##### Data under study #####
PR #2794, opened 2024-05-13
Switch to less-diverged branch of ECR scan plugin

duckalini:
## Context

Update our ECS scanning Buildkite plugin to a version that's closer to upstream:

Depends on https://github.com/buildkite/ecr-scan-results-buildkite-plugin/pull/11

- Switch to updated plugin (closer to upstream)
- Change format of ignore list, because upstream's parallel implementation is slightly different to ours
- Add fail-build-on-plugin-failure flag, to preserve our current plugin behaviour

### DIFF
--- a/.buildkite/ecr-scan-results-ignore.yml
+++ b/.buildkite/ecr-scan-results-ignore.yml
@@ -1,0 +1,21 @@
+ignores:
+  - id: CVE-2023-29007 # git 1:2.39.2-1.1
#####
Exercise details:
Every entry should be output again exactly as written.

Task answer:
PR #2794, opened 2024-05-13
Switch to less-diverged branch of ECR scan plugin

duckalini:
## Context

Update our ECS scanning Buildkite plugin to a version that's closer to upstream:

Depends on https://github.com/buildkite/ecr-scan-results-buildkite-plugin/pull/11

- Switch to updated plugin (closer to upstream)
- Change format of ignore list, because upstream's parallel implementation is slightly different to ours
- Add fail-build-on-plugin-failure flag, to preserve our current plugin behaviour

### DIFF
--- a/.buildkite/ecr-scan-results-ignore.yml
+++ b/.buildkite/ecr-scan-results-ignore.yml
@@ -1,0 +1,21 @@
+ignores:
+  - id: CVE-2023-29007 # git 1:2.39.2-1.1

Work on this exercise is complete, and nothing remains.